El otro día, mientras lavaba los trastes, me puse a oír el noticiero. Escuchar el noticiero, lo sabemos, es una actividad muy peligrosa, pues queda uno con las orejas expuestas a las malas noticias y, según la estación que se escoja, a otras tantas tarugadas.

En efecto: me tocó escuchar una pésima noticia –la aprobación de la ley que impide fumar en cualquier lugar público que no sea la calle– en boca de un tarugo indescriptible, un diputado muy joven que alardeaba de “nunca haber fumado”, y de tener disposición de “algún día, tal vez, regular el consumo de tabaco hasta en el interior de las casas”. Me imaginé al tipo este en mi casa, y me invadió una furia tal que se me rompió un plato. Y yo ni fumo.

Entraron llamadas al programa, entre ellas una del periodista Carlos Marín, quien estaba tan enojado que no le entendí nada. Y puedo afirmar que, aun sin haber comprendido lo que decía, estoy de acuerdo con él.

Hace seis años escribí en este mismo espacio una breve defensa de los fumadores en ocasión de la ley que los segregaba, pues esa ley me pareció el anuncio de los gestos santurrones y falsamente solidarios que ahora nos rodean. Cómo han de haber cambiado las cosas, que ahora la segregación me parece inofensiva. Y lo es, comparada con una ley que prohíbe fumar en los bares y las cantinas, una ley absurda, ridícula y metiche. ¿Qué no ven, señores, que el cigarro se disfruta en compañía? Tal vez seamos testigos del advenimiento de la cantina sin trago o del antro con música bajita, insulsos como el ideario de los bienpensantes que se pasean por la Asamblea.

Estos diputados que se pavonean diciendo que no fuman como quien presume de hablar con Dios –o siendo políticos, de que no roban–, me pasman por su hipocresía: ¿no saben que andar por las calles del Distrito Federal le hace a los pulmones lo que una cajetilla diaria?

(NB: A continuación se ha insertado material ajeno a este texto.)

PR #148, opened 2025-08-26
AutoTabPFN Default Presets to None

klemens-floege:


examples/phe/phe_example.py
```diff
@@ -4,6 +4,9 @@
 """WARNING: This example may run slowly on CPU-only systems.
 For better performance, we recommend running with GPU acceleration.
 This example trains multiple TabPFN models, which is computationally intensive.
+
+NOTE: For higher accuracy, consider manually setting 'presets="best_quality'
```
noahho: Can we instead have an inline comment:

```
clf = AutoTabPFNClassifier(
max_time=3600,
# Adjust the preset to a lower setting, e.g. "medium" when less time is available
# When running "best_quality" with insufficient time, the run will error with no models fitted
preset="best_quality"
) 
```

noahho (changes requested):
Looks good. For the preset I'd however add the comment right next to the parameter

noahho (approved):

PR #152, opened 2025-08-29
finetuning wrapper

anuragg1209:
Hi @noahho & @klemens-floege,

Below is the code for the fine-tuning wrapper. Could you please review it when you get a chance? I’d appreciate any suggestions for improvements or changes to make it better. Thanks a lot!

### DIFF
--- a/examples/finetune/finetune_example.py
+++ b/examples/finetune/finetune_example.py
@@ -1,0 +1,62 @@
+from sklearn.datasets import fetch_covtype
+from sklearn.model_selection import train_test_split
+from sklearn.metrics import log_loss, roc_auc_score
+import numpy as np
+import torch
+from tabpfn import TabPFNClassifier
+
+from tabpfn_extensions.finetune.finetune_classifier import FinetunedTabPFNClassifier
+
+# 1. Load and prepare the data
+# We use a small subset for a quick demonstration.
+print("--- 1. Loading Data ---")
+X_all, y_all = fetch_covtype(return_X_y=True, shuffle=True)
+X, y = X_all[:10000], y_all[:10000]
+
+# Create a final hold-out test set. This is NOT used during fine-tuning.
+X_train, X_test, y_train, y_test = train_test_split(
+    X, y, test_size=0.2, random_state=42, stratify=y
+)
+print(f"Data split: {len(X_train)} training samples, {len(X_test)} test samples.\n")
+
+
+# 2. Initial model evaluation on test set
+
+base_clf = TabPFNClassifier(device='cuda' if torch.cuda.is_available() else 'cpu', n_estimators=2)
+base_clf.fit(X_train, y_train)
+
+roc_auc = roc_auc_score(y_test, base_clf.predict_proba(X_test)[:, 1]) if len(np.unique(y_test)) == 2 else roc_auc_score(y_test, base_clf.predict_proba(X_test), multi_class="ovr", average="weighted")
+log_loss_score = log_loss(y_test, base_clf.predict_proba(X_test))
+
+print(f"📊 Initial Test ROC: {roc_auc:.4f}")
+print(f"📊 Initial Test Log Loss: {log_loss_score:.4f}\n")
+
+# 2. Initialize and run fine-tuning
+print("--- 2. Initializing and Fitting Model ---\n")
+
+# Instantiate the wrapper with your desired hyperparameters
+finetuned_clf = FinetunedTabPFNClassifier(
+    device='cuda' if torch.cuda.is_available() else 'cpu',
+    epochs=10,
+    learning_rate=1e-5,
+    meta_dataset_size=1024,
+    finetune_split_ratio=0.3,
+    random_state=42,
+    n_estimators=2,
+    patience=3
+)
+
+# Call .fit() to start the fine-tuning process on the training data
+finetuned_clf.fit(X_train, y_train)
+print("\n")
+
+# 3. Evaluate the fine-tuned model
+print("--- 3. Evaluating Model on Held-out Test Set ---\n")
+y_pred_proba = finetuned_clf.predict_proba(X_test)
+y_pred = finetuned_clf.predict(X_test)
+
+roc_auc = roc_auc_score(y_test, y_pred_proba[:, 1]) if len(np.unique(y_test)) == 2 else roc_auc_score(y_test, y_pred_proba, multi_class="ovr", average="weighted")
+loss = log_loss(y_test, y_pred_proba)
+
+print(f"📊 Final Test ROC: {roc_auc:.4f}")
+print(f"📊 Final Test Log Loss: {loss:.4f}")
--- a/src/tabpfn_extensions/finetune/finetune_classifier.py
+++ b/src/tabpfn_extensions/finetune/finetune_classifier.py
@@ -1,0 +1,308 @@
+import torch
+from torch.optim import Adam
+from torch.utils.data import DataLoader
+from sklearn.base import BaseEstimator, ClassifierMixin
+from sklearn.model_selection import train_test_split
+from sklearn.metrics import roc_auc_score, log_loss
+from sklearn.utils.validation import check_is_fitted
+from functools import partial
+from tqdm.auto import tqdm
+import numpy as np
+
+from tabpfn import TabPFNClassifier
+from tabpfn.finetune_utils import clone_model_for_evaluation
+from tabpfn.utils import meta_dataset_collator
+
+
+def evaluate_model(
+        classifier: TabPFNClassifier,
+        eval_config: dict,
+        X_train: np.ndarray,
+        y_train: np.ndarray,
+        X_val: np.ndarray,
+        y_val: np.ndarray,
+    ) -> tuple[float, float]:
+        """Evaluates the model's performance on the validation set."""
+        eval_classifier = clone_model_for_evaluation(
+            classifier, eval_config, TabPFNClassifier
+        )
+        eval_classifier.fit(X_train, y_train)
+
+        try:
+            probabilities = eval_classifier.predict_proba(X_val) # type: ignore
+            roc_auc = roc_auc_score(
+                y_val, probabilities, multi_class="ovr", average="weighted"
+            ) if len(np.unique(y_val)) > 2 else roc_auc_score(
+                y_val, probabilities[:, 1]
+            )
+            log_loss_score = log_loss(y_val, probabilities)
+        except Exception as e:
+            print(f"An error occurred during evaluation: {e}")
+            roc_auc, log_loss_score = np.nan, np.nan
+
+        return roc_auc, log_loss_score
+
+
+class FinetunedTabPFNClassifier(BaseEstimator, ClassifierMixin):
+    """
+    A scikit-learn compatible wrapper for fine-tuning the TabPFNClassifier.
+
+    This class encapsulates the fine-tuning loop, allowing you to fine-tune
+    TabPFN on a specific dataset using the familiar .fit() and .predict() API.
+
+    Parameters
+    ----------
+    device : str, default='cuda'
+        The device to run the model on, e.g., 'cuda' or 'cpu'.
+
+    epochs : int, default=5
+        The total number of passes through the fine-tuning data.
+
+    learning_rate : float, default=1e-5
+        The learning rate for the Adam optimizer. A small value is crucial
+        for stable fine-tuning.
+
+    meta_dataset_size : int, default=1024
+        The total number of samples to use for creating each meta-dataset, which
+        is then split into a context set and a fine-tuning set. This should be
+        less than or equal to the number of samples in the training data.
+
+    finetune_split_ratio : float, default=0.3
+        The proportion of each meta-dataset to use for calculating the loss.
+        The rest is used as the context for the model.
+
+    meta_batch_size : int, default=1
+        The number of meta-datasets to process in a single optimization step.
+        Currently, this should be kept at 1.
+
+    random_state : int, default=42
+        Seed for reproducibility of data splitting and model initialization.
+
+    early_stopping : bool, default=True
+        Whether to use early stopping based on validation ROC AUC performance.
+
+    patience : int, default=3
+        Number of epochs to wait for improvement before early stopping.
+
+    min_delta : float, default=1e-4
+        Minimum change in ROC AUC to be considered as an improvement.
+
+    **kwargs : dict
+        Additional keyword arguments to pass to the underlying TabPFNClassifier,
+        such as `n_estimators`.
+    """
+    def __init__(self,
+                 device: str = 'cuda',
+                 epochs: int = 5,
+                 learning_rate: float = 1e-5,
+                 meta_dataset_size: int = 1024,
+                 finetune_split_ratio: float = 0.3,
+                 meta_batch_size: int = 1,
+                 random_state: int = 42,
+                 early_stopping: bool = True,
+                 patience: int = 3,
+                 min_delta: float = 1e-4,
+                 **kwargs): # type: ignore
+        super().__init__()
+        self.device = device
+        self.epochs = epochs
+        self.learning_rate = learning_rate
+        self.meta_dataset_size = meta_dataset_size
+        self.finetune_split_ratio = finetune_split_ratio
+        self.meta_batch_size = meta_batch_size
+        self.random_state = random_state
+        self.early_stopping = early_stopping
+        self.patience = patience
+        self.min_delta = min_delta
+        self.kwargs = kwargs
+
+    
+    def fit(self, X: np.ndarray, y: np.ndarray) -> "FinetunedTabPFNClassifier":
+        """
+        Fine-tunes the TabPFN model on the provided training data.
+
+        Parameters
+        ----------
+        X : array-like of shape (n_samples, n_features)
+            The training input samples.
+
+        y : array-like of shape (n_samples,)
+            The target values.
+
+        Returns
+        -------
+        self : object
+            Returns the instance itself.
+        """
+    
+        self.X_ = X
+        self.y_ = y
+
+        classifier_config = {
+        "ignore_pretraining_limits": True,
+        "device": self.device,
+        "n_estimators": self.kwargs.get("n_estimators", 8),
+        "random_state": self.random_state,
+        "inference_precision": torch.float32,
+        }
+        
+
+        # 2. Initialize the base TabPFNClassifier
+        self.classifier_ = TabPFNClassifier(**classifier_config, fit_mode="batched", differentiable_input=False)
+        # Required to access model parameters for the optimizer
+        self.classifier_._initialize_model_variables()
+
+        eval_config = {
+            **classifier_config,
+             "inference_config": {
+                "SUBSAMPLE_SAMPLES": self.kwargs.get("n_inference_context_samples", 10000)
+            }
+        }
+
+        # 3. Prepare data for the fine-tuning loop
+        # This splitter function will be applied to the training data to create
+        # (context, finetune) pairs for each step of the loop.
+        splitter = partial(
+            train_test_split,
+            test_size=self.finetune_split_ratio,
+            random_state=self.random_state
+        )
+
+        X_train, X_val, y_train, y_val = splitter(X, y)
+
+        # Cap the meta-dataset size by the total number of training samples
+        effective_meta_dataset_size = min(self.meta_dataset_size, len(y_train))
+
+        training_datasets = self.classifier_.get_preprocessed_datasets(
+            X_train, y_train, splitter, effective_meta_dataset_size
+        )
+
+        finetuning_dataloader = DataLoader(
+            training_datasets,
+            batch_size=self.meta_batch_size,
+            collate_fn=meta_dataset_collator,
+            shuffle=True
+        )
+
+        # 4. Setup optimizer and loss function
+        optimizer = Adam(self.classifier_.model_.parameters(), lr=self.learning_rate)  # type: ignore
+        loss_function = torch.nn.CrossEntropyLoss()
+
+
+        # 5. Fine-tuning loop
+        print("--- 🚀 Starting Fine-tuning ---")
+        
+        # Early stopping variables
+        best_roc_auc = -np.inf
+        patience_counter = 0
+        best_model_state = None
+        
+        for epoch in range(self.epochs):
+            progress_bar = tqdm(
+                finetuning_dataloader,
+                desc=f"Finetuning Epoch {epoch + 1}/{self.epochs}"
+            )
+            for (
+                X_context_batch, # Context features
+                X_query_batch,  # Query features
+                y_context_batch, # Context labels
+                y_query_batch,  # Query labels
+                cat_ixs,
+                confs,
+            ) in progress_bar:
+
+                # Skip batches where a split results in missing classes,
+                # which can cause errors in loss calculation.
+                if len(np.unique(y_context_batch)) != len(np.unique(y_query_batch)):
+                    continue
+
+                optimizer.zero_grad()
+
+                # Provide the context set to the model
+                self.classifier_.fit_from_preprocessed(
+                    X_context_batch, y_context_batch, cat_ixs, confs
+                )
+
+                # Get predictions (logits) on the fine-tuning set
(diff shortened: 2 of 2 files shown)


anuragg1209:
> Thanks for the PR @anuragg1209, when looking at the logs that you shared, it seems like the fine-tuning is not really helping. Shall we still merge it though and do parameter tweaking later or should we figure this out first?

Hi Klemens, it would be helpful to first review the code and ensure there's no bug in the wrapper that's preventing the fine-tuning from being effective, or if it's just the hyperparameter settings that need optimization. A thorough review might be beneficial before merging the code.

examples/finetune/finetune_example.py
```diff
@@ -0,0 +1,63 @@
...
+)
+
+# Call .fit() to start the fine-tuning process on the training data
+finetuned_clf.fit(X_train, y_train)
+print("\n")
+
+# 3. Evaluate the fine-tuned model
+print("--- 3. Evaluating Model on Held-out Test Set ---\n")
+y_pred_proba = finetuned_clf.predict_proba(X_test)
+y_pred = finetuned_clf.predict(X_test)
```
noahho:
```suggestion
```

src/tabpfn_extensions/finetune/finetune_classifier.py
```diff
@@ -0,0 +1,308 @@
...
+        try:
+            probabilities = eval_classifier.predict_proba(X_val) # type: ignore
+            roc_auc = roc_auc_score(
+                y_val, probabilities, multi_class="ovr", average="weighted"
+            ) if len(np.unique(y_val)) > 2 else roc_auc_score(
+                y_val, probabilities[:, 1]
+            )
+            log_loss_score = log_loss(y_val, probabilities)
+        except Exception as e:
+            print(f"An error occurred during evaluation: {e}")
```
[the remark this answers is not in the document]
noahho: +1

src/tabpfn_extensions/finetune/finetune_classifier.py
```diff
@@ -0,0 +1,308 @@
...
+        }
+
+        # 3. Prepare data for the fine-tuning loop
+        # This splitter function will be applied to the training data to create
+        # (context, finetune) pairs for each step of the loop.
+        splitter = partial(
+            train_test_split,
+            test_size=self.finetune_split_ratio,
+            random_state=self.random_state
+        )
```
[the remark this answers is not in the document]
noahho: +1

src/tabpfn_extensions/finetune/finetune_classifier.py
```diff
@@ -0,0 +1,308 @@
...
+                f"📊 Epoch {epoch + 1} Evaluation | Val ROC: {roc_auc:.4f}, Val Log Loss: {log_loss_score:.4f}\n"
+            )
+            
+            # Early stopping logic
+            if self.early_stopping and not np.isnan(roc_auc):
+                if roc_auc > best_roc_auc + self.min_delta:
+                    best_roc_auc = roc_auc
+                    patience_counter = 0
+                    # Save the best model state
+                    best_model_state = {key: value.clone() for key, value in self.classifier_.model_.state_dict().items()}  # type: ignore
```
noahho: this might be prone to go wrong, not fully loading the checkpoint. Instead we could save and reload models using the tabpfns public functions: https://github.com/PriorLabs/TabPFN/blob/main/src/tabpfn/model_loading.py#L590

src/tabpfn_extensions/finetune/finetune_classifier.py
```diff
@@ -0,0 +1,308 @@
...
+        -------
+        p : array of shape (n_samples, n_classes)
+            The class probabilities of the input samples.
+        """
+        check_is_fitted(self)
+
+        # For prediction, TabPFN needs to see the full training data as context
+        # Set fit_mode to standard mode for prediction to avoid the warning
+        self.classifier_.fit_mode = "fit_preprocessors"
+        self.classifier_.fit(self.X_, self.y_)
```
klemens-floege: I think should be in the fit() part, this way we can use it straight away

noahho: Move this to the fit method (at the end of it)

src/tabpfn_extensions/finetune/finetune_classifier.py
```diff
@@ -0,0 +1,308 @@
...
+        "ignore_pretraining_limits": True,
+        "device": self.device,
+        "n_estimators": self.kwargs.get("n_estimators", 8),
+        "random_state": self.random_state,
+        "inference_precision": torch.float32,
+        }
+        
+
+        # 2. Initialize the base TabPFNClassifier
+        self.classifier_ = TabPFNClassifier(**classifier_config, fit_mode="batched", differentiable_input=False)
```
noahho: Can we rename classifier to finetuned_classifier_

src/tabpfn_extensions/finetune/finetune_classifier.py
```diff
@@ -0,0 +1,308 @@
...
+        -------
+        y_pred : array of shape (n_samples,)
+            The predicted classes.
+        """
+        check_is_fitted(self)
+
+        # For prediction, TabPFN needs to see the full training data as context
+        # Set fit_mode to standard mode for prediction to avoid the warning
+        self.classifier_.fit_mode = "fit_preprocessors"
+        self.classifier_.fit(self.X_, self.y_)
```
klemens-floege: sam as above

src/tabpfn_extensions/finetune/finetune_classifier.py
klemens-floege: Add stratify=y here

src/tabpfn_extensions/finetune/finetune_classifier.py
```diff
@@ -0,0 +1,308 @@
...
+                # which can cause errors in loss calculation.
+                if len(np.unique(y_context_batch)) != len(np.unique(y_query_batch)):
+                    continue
+
+                optimizer.zero_grad()
+
+                # Provide the context set to the model
+                self.classifier_.fit_from_preprocessed(
+                    X_context_batch, y_context_batch, cat_ixs, confs
+                )
```
noahho: Could you check (and log) whats the size of the context batches? I think could be a problem is the context sizes. This might be the reason why final test doesn't work well:
1.) Always having shape context size means we might not generalize to full_training set size
2.) If we have 9K samples, 4K context sizes, we get batches: [4K, 4K, 1K] This means we are predicting on some awkwardly shaped batches. We should drop the non-filled batches, I started on this here: https://github.com/PriorLabs/TabPFN/pulls

src/tabpfn_extensions/finetune/finetune_classifier.py
```diff
@@ -0,0 +1,308 @@
...
+        "inference_precision": torch.float32,
+        }
+        
+
+        # 2. Initialize the base TabPFNClassifier
+        self.classifier_ = TabPFNClassifier(**classifier_config, fit_mode="batched", differentiable_input=False)
+        # Required to access model parameters for the optimizer
+        self.classifier_._initialize_model_variables()
+
+        eval_config = {
```
noahho, line 208: The variable "inference_config" -> "SUBSAMPLE_SAMPLES" is only set in the valid loops but not finally after training? We could rather set this in the classifier_config which is given to the final classifier too?

noahho: The size of the chunks in finetuning should be variable or exactly match what the model gets in final application. I.e. SUBSAMPLE_SAMPLES == context_size == final classifier SUBSAMPLE_SAMPLES

noahho (changes requested):

src/tabpfn_extensions/finetune/finetune_classifier.py
```diff
@@ -0,0 +1,308 @@
...
+                X_query_batch,  # Query features
+                y_context_batch, # Context labels
+                y_query_batch,  # Query labels
+                cat_ixs,
+                confs,
+            ) in progress_bar:
+
+                # Skip batches where a split results in missing classes,
+                # which can cause errors in loss calculation.
+                if len(np.unique(y_context_batch)) != len(np.unique(y_query_batch)):
```
klemens-floege: We could have something like this. However skipping might also be smarter, however then lets 

A: log that 
B: at the end print like "so and so many out of total" batches were skipped each epoch. :

```
ctx = set(np.unique(y_context_batch))
qry = set(np.unique(y_query_batch))
if not qry.issubset(ctx):
    continue
```

src/tabpfn_extensions/finetune/finetune_classifier.py
anuragg1209: Fixed! Now we save and reload model using tabpfns public functions.

src/tabpfn_extensions/finetune/finetune_classifier.py
anuragg1209: Resolved.

src/tabpfn_extensions/finetune/finetune_classifier.py
anuragg1209: Resolved. Now we have `finetuned_classifier_` instead of just `classifier_ ` .

src/tabpfn_extensions/finetune/finetune_classifier.py
anuragg1209: Yes, after debugging, we noticed the batches were not filled during fine-tuning. This issue has been fixed with this PR in the main `tabpfn` repo: 
https://github.com/PriorLabs/TabPFN/commit/648e3d836b9b74f19ad3cf89e9be670c5a388563

So now, if we have 9k samples, we get a single batch of full 9k samples instead of [4k, 4k, 1k] as done previously. 
If there are supposed to be more than 10k samples, eg, 24k, then we will have [10k, 10k, 4k] batches. And in the finetuning loop, only filled batches are processed and non-filled batches skipped.

src/tabpfn_extensions/finetune/finetune_classifier.py
anuragg1209: > The variable "inference_config" -> "SUBSAMPLE_SAMPLES" is only set in the valid loops but not finally after training? We could rather set this in the classifier_config which is given to the final classifier too?

Resolved. Now we have the same `inference_config` for the final classifier. But we still need to create `eval_config` separately from the `classifier_config` as `"inference_config" -> "SUBSAMPLE_SAMPLES"` in the `eval_config` is not accepted by the Dataloader during finetuning, which results in other unexpected errors.

anuragg1209: > The size of the chunks in finetuning should be variable or exactly match what the model gets in final application. I.e. SUBSAMPLE_SAMPLES == context_size == final classifier SUBSAMPLE_SAMPLES

Fixed. Now the `context _size == SUBSAMPLE_SAMPLES == final classifier SUBSAMPLE_SAMPLES `. The model now sees the same number of samples during the finetuning and during inference.

src/tabpfn_extensions/finetune/finetune_classifier.py
anuragg1209: Fixed. Moved the statements to the fit() part.

src/tabpfn_extensions/finetune/finetune_classifier.py
anuragg1209: Fixed.

src/tabpfn_extensions/finetune/finetune_classifier.py
anuragg1209: Fixed. Now we have a different splitter for validation data and training data, and it has a `stratify=y` parameter.

src/tabpfn_extensions/finetune/finetune_classifier.py
anuragg1209: We simply skip the batches that do not contain all the classes. The frequency of batches getting skipped will be quite lower, as now we get batches that are filled due to other fixes made above.

noahho: I think it's still a good idea to log this!

src/tabpfn_extensions/finetune/finetune_classifier.py
```diff
@@ -0,0 +1,395 @@
...
+        such as `n_estimators`.
+    """
+
+    def __init__(
+        self,
+        device: str = "cuda",
+        epochs: int = 5,
+        learning_rate: float = 1e-5,
+        n_inference_context_samples: int = 10_000,
+        finetune_split_ratio: float = 0.2,
```
noahho, line 133: I'd rename this to validation ratio. In my understanding this poart of the data is used for validation while finetuning, but finetuning is obviosu given the context
```suggestion
        validation_ratio: float = 0.2,
```

src/tabpfn_extensions/finetune/finetune_classifier.py
```diff
@@ -0,0 +1,395 @@
...
+        }
+
+        # Prepare data for the fine-tuning loop
+        # This splitter function will be applied to the training data to create
+        # (context, query) pairs for each step of the loop.
+
+        training_splitter = partial(
+            train_test_split,
+            test_size=self.finetune_split_ratio,
+            random_state=self.random_state,
```
noahho: This could be a problem and lead to significantly degraded performance?

Static Meta-Dataset Splits: The training_splitter uses a fixed random_state.

The Problem: This means that in every epoch, the model sees the exact same context/query pairs drawn from the training data. This lack of stochasticity can reduce the diversity of the training signal.

Suggestion: For potentially more robust training, the splits could be regenerated with a different seed each epoch. This could be achieved by creating a new partial function for the splitter inside the epoch loop, using a different random_state each time (e.g., self.random_state + epoch).

noahho: Not sure if this is actually randomized already though!

src/tabpfn_extensions/finetune/finetune_classifier.py
```diff
@@ -0,0 +1,395 @@
...
+            stratify=y,
+        )
+
+        X_train, X_val, y_train, y_val = validation_splitter(X, y)
+
+        # Calculate the context size used during finetuning
+        context_size = min(self.n_inference_context_samples, len(y_train))
```
noahho: I think we'd actually want to make this self.n_inference_context_samples/(1-self.finetune_split_ratio). This way we finetune with a trainset of self.n_inference_context_samples right? Or is that already the case? My worry is we are splitting out the valid set fro. this again making it smaller in finetuning vs final inference

noahho:
```suggestion
        n_finetuning_fit_predict_context_samples = min(self.n_inference_context_samples, len(y_train))
```

noahho: Very long name but it would clarify that this is fit and predict and it would make consistent with the otehr context samples

noahho (commented):
I made some minor comments and would also add these small points:
On CUDA, wrap the forward/loss/backward with torch.cuda.amp.autocast() and GradScaler; add gradient clipping (e.g., torch.nn.utils.clip_grad_norm_(..., 1.0)).

Learning Rate Schedulers: Fine-tuning often benefits greatly from a learning rate that changes over time (e.g., linear decay or cosine annealing). You could add a scheduler parameter to __init__ that accepts a PyTorch scheduler instance, and then call scheduler.step() after each epoch.

src/tabpfn_extensions/finetune/finetune_classifier.py
```diff
@@ -0,0 +1,395 @@
...
+                ctx = set(np.unique(y_context_batch))
+                qry = set(np.unique(y_query_batch))
+                if not qry.issubset(ctx):
+                    continue
+
+                if (
+                    X_context_batch[0].shape[1] + X_query_batch[0].shape[1]
+                    != context_size
+                ):
+                    continue
```
noahho, line 288: Can we please log if this happens

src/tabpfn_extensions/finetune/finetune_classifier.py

¿Por qué no permitir la existencia de restaurantes para fumadores –a los que puedan entrar los amigos de éstos, si quieren–   y restaurantes para no fumadores?

Además, estamos en México. Eso significa que si alguien enciende un cigarro en una fonda o una pulquería, la autoridad tomará medidas draconianas sin dudarlo. Esa misma autoridad va a seguir fumando como un murciélago, donde se le dé la gana, ya lo verán.

Habrá que ver cuáles serán las medidas que adopten los diputados para sus pobrecitos colegas fumadores: un cuarto amplio, con clima, sillones tapizados con piel, ceniceros de Tane y minibar con refrescos fríos y cacahuates japoneses. En cambio, la secretaria a la que el jefe atormenta con órdenes contradictorias; al mesero al que los clientes no dejan propina; al alumno al que le cuesta trabajo concentrarse por estar pensando en La Inmortalidad del Cangrejo… ésos, que se salgan a la calle. Y si prenden su cigarro en el café, la mesera tendrá que expulsarlos como el arcángel expulsó a Adán del paraíso. Sin piedad.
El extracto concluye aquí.